*** Opening of The input ***

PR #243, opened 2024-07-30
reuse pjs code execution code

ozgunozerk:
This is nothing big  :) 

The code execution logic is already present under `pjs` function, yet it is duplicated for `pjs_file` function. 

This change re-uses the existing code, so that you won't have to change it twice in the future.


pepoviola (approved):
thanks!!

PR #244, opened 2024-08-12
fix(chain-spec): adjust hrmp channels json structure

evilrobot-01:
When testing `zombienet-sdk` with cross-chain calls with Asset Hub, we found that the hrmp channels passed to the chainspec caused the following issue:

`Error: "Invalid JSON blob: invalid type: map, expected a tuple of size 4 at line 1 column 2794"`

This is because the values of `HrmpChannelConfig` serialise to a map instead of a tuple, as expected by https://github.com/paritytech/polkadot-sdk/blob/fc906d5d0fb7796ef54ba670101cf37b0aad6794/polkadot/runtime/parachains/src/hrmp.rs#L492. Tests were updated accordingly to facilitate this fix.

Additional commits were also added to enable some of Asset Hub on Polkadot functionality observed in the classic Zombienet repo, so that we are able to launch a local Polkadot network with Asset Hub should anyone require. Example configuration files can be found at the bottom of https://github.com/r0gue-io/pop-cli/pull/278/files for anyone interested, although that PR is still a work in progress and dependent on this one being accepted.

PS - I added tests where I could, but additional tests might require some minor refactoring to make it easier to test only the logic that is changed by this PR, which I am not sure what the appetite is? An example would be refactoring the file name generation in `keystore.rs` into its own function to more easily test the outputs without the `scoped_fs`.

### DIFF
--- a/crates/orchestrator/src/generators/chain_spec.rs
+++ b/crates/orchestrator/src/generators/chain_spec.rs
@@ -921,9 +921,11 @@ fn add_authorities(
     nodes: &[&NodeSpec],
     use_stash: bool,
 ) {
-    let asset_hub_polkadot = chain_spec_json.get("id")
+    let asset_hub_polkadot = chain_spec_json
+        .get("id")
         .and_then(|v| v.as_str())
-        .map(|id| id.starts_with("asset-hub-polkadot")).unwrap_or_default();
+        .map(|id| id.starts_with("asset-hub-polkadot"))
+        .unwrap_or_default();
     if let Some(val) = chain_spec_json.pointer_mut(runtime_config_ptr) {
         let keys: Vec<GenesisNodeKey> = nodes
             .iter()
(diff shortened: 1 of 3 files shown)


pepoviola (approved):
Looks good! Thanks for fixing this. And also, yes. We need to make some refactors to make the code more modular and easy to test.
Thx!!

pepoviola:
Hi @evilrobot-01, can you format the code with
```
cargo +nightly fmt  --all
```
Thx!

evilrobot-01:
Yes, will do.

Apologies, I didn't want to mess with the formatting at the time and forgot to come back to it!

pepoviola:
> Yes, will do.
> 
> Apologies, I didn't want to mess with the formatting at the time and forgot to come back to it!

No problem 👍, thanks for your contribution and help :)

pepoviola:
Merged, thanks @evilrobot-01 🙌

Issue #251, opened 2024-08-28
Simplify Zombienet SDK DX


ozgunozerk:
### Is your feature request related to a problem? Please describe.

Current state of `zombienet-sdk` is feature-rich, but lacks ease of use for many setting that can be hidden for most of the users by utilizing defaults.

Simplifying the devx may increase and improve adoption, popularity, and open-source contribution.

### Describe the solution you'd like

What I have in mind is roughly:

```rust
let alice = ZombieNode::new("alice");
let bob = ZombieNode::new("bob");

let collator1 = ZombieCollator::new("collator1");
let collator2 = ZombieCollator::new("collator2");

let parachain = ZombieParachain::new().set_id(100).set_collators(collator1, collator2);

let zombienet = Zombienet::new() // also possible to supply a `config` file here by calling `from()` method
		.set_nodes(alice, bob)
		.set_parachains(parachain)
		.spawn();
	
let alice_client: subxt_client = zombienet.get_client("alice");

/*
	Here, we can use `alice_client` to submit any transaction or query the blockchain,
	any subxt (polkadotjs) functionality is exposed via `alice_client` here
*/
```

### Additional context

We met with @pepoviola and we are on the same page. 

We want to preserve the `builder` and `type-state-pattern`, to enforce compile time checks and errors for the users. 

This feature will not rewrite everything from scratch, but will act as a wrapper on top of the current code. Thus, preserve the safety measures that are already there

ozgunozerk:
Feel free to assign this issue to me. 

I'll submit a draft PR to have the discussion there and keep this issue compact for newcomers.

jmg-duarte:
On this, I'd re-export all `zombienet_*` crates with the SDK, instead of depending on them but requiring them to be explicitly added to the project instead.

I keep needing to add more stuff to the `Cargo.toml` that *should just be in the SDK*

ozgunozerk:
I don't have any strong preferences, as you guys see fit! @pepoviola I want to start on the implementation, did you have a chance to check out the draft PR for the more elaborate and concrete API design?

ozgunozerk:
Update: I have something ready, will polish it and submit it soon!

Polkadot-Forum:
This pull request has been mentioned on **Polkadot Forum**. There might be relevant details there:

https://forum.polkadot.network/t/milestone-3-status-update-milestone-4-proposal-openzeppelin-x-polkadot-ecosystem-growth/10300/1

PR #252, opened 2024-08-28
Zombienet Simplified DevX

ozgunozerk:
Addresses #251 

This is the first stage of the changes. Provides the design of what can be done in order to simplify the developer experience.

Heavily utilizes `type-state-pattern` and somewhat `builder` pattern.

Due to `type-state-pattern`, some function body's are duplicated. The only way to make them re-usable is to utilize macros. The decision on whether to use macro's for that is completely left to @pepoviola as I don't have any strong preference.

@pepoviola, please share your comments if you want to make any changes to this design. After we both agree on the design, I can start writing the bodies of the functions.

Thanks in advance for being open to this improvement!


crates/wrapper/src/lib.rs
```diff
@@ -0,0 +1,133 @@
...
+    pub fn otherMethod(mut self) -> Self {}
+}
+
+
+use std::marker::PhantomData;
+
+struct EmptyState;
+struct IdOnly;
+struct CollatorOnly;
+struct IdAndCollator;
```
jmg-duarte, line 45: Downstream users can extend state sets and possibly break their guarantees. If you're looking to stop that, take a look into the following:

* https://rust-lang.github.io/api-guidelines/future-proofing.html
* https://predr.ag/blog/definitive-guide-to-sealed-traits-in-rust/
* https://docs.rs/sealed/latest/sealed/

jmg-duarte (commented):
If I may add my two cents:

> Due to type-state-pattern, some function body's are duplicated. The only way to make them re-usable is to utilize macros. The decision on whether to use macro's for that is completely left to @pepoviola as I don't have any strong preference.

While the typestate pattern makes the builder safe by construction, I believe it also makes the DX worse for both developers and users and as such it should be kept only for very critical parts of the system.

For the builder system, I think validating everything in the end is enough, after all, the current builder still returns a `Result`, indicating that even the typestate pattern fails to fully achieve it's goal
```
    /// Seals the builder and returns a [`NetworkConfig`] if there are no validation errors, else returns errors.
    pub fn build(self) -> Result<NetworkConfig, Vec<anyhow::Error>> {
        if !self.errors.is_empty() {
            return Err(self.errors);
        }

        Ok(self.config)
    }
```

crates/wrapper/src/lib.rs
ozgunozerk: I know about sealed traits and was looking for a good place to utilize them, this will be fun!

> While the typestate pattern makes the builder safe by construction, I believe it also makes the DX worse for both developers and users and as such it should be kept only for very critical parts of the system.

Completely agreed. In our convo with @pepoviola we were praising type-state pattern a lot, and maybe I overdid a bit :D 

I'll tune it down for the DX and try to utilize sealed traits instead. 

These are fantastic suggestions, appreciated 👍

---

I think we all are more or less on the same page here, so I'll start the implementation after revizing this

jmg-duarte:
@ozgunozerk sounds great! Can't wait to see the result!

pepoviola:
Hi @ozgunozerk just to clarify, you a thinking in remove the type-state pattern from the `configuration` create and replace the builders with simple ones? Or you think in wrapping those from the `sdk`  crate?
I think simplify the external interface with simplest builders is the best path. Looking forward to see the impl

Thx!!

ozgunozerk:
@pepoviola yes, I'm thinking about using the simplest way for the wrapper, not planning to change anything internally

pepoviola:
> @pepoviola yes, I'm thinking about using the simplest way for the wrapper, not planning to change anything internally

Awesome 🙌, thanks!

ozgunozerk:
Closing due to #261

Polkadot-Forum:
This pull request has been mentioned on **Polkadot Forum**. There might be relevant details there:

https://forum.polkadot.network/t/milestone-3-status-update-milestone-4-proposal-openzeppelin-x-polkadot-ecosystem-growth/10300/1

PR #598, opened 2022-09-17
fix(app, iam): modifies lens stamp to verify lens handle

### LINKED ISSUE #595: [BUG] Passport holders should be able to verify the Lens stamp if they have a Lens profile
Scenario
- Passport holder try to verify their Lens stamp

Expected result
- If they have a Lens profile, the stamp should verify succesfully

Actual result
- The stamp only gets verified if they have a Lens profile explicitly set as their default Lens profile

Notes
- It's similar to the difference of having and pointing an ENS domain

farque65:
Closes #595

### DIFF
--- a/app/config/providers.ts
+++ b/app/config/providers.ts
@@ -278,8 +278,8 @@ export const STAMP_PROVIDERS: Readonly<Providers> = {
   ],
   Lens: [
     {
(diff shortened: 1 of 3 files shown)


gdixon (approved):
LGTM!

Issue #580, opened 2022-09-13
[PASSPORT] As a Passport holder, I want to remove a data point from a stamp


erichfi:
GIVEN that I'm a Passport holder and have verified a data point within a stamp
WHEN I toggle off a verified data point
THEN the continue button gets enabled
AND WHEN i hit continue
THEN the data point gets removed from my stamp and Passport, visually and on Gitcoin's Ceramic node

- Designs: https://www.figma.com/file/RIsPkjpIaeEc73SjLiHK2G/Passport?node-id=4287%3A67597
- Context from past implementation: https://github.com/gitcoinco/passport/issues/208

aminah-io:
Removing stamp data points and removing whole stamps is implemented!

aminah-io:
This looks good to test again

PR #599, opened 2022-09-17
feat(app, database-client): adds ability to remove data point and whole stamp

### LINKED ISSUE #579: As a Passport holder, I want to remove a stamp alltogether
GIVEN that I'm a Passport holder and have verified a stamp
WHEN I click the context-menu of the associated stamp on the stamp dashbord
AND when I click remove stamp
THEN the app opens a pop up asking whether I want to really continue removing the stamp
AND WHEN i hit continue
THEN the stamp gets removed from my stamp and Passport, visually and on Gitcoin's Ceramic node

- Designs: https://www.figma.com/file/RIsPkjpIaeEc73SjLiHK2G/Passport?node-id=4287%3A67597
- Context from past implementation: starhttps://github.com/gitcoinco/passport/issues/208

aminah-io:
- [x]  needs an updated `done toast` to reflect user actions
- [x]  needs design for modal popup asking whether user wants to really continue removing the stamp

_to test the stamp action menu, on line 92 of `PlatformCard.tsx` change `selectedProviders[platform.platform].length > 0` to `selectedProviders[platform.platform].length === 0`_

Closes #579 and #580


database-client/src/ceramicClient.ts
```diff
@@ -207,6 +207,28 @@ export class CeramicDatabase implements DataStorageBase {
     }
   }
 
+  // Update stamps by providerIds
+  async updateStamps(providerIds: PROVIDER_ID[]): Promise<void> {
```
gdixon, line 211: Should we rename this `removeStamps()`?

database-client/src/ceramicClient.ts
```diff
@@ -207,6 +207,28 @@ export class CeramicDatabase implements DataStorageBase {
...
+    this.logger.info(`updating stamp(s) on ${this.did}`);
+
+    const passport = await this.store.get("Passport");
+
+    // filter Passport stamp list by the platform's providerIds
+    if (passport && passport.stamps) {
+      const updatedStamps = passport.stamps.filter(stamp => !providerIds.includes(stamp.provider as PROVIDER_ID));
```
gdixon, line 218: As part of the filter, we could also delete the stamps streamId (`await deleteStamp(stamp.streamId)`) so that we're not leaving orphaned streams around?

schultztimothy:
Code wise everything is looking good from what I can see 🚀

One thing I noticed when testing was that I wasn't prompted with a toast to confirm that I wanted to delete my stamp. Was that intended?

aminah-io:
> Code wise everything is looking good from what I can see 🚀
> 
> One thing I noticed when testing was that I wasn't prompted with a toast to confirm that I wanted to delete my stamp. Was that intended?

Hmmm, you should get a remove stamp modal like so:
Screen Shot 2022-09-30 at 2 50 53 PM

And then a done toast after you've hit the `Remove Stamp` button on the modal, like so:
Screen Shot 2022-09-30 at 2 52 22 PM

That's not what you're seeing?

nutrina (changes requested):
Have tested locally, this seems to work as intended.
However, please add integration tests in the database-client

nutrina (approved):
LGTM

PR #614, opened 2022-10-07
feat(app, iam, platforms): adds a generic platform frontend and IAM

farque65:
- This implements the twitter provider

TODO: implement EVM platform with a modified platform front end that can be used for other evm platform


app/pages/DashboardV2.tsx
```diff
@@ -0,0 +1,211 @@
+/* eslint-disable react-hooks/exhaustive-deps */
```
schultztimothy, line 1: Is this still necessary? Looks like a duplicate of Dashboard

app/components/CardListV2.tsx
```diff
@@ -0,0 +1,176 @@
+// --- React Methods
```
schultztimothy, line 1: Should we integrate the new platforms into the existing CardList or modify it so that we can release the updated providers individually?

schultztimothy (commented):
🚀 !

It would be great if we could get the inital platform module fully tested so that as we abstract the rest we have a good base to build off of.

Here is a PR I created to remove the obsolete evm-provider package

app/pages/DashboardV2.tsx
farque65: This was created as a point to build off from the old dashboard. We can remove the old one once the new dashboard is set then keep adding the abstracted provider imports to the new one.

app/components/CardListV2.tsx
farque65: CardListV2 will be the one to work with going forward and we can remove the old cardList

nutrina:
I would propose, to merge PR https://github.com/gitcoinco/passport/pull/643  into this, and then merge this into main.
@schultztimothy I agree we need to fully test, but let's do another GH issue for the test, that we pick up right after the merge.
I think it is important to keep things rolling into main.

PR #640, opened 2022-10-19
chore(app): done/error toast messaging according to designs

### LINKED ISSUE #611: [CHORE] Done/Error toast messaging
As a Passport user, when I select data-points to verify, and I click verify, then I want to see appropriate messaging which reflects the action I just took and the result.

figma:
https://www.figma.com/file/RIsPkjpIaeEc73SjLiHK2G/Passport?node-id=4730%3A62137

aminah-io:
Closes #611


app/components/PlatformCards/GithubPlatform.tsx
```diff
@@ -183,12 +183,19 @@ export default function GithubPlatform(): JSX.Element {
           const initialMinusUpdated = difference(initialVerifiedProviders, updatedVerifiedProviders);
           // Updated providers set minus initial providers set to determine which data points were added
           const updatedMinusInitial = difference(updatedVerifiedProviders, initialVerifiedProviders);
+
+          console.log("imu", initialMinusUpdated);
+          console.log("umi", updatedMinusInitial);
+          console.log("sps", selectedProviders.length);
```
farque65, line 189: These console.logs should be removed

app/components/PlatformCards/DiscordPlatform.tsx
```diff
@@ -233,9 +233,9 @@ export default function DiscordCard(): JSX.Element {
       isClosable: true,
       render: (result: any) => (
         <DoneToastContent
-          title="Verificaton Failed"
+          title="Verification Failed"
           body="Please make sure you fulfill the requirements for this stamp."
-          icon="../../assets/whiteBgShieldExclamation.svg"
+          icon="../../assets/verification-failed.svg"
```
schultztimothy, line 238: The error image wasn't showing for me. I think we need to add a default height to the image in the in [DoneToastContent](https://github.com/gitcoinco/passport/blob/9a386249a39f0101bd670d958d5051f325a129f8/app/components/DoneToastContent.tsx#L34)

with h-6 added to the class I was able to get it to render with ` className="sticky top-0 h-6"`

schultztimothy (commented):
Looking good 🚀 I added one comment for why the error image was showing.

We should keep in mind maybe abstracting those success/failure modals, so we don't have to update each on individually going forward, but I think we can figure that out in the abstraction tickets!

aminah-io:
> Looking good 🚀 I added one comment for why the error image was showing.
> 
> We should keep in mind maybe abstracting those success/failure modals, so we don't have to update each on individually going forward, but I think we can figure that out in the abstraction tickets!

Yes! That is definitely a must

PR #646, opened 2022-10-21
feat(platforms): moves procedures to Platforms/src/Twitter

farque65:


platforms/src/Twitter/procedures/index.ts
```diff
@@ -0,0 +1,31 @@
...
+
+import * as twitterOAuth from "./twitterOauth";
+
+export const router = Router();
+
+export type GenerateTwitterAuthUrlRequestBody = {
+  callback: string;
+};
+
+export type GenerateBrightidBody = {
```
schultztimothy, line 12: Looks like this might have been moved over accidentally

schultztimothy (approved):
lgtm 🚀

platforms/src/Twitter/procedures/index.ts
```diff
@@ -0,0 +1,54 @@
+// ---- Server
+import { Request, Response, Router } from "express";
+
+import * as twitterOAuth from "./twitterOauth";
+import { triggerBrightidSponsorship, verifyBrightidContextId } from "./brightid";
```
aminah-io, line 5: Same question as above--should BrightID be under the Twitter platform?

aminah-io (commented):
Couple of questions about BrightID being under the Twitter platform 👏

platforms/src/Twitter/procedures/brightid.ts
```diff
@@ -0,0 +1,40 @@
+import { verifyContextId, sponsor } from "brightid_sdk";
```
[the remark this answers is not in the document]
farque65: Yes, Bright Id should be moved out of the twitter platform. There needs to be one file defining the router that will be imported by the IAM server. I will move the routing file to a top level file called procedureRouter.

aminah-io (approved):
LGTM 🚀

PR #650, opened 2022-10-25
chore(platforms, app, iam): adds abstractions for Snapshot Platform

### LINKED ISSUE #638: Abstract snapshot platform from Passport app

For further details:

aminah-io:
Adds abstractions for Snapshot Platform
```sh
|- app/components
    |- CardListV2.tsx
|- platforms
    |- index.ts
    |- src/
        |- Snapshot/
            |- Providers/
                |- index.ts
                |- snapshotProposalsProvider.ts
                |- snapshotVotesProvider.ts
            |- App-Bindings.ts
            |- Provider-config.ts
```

*** Close of The input ***

Brief — Search the entries for the word "nutrina". Copy every line where it occurs.

Response for this exercise —
nutrina (changes requested):
nutrina (approved):
nutrina:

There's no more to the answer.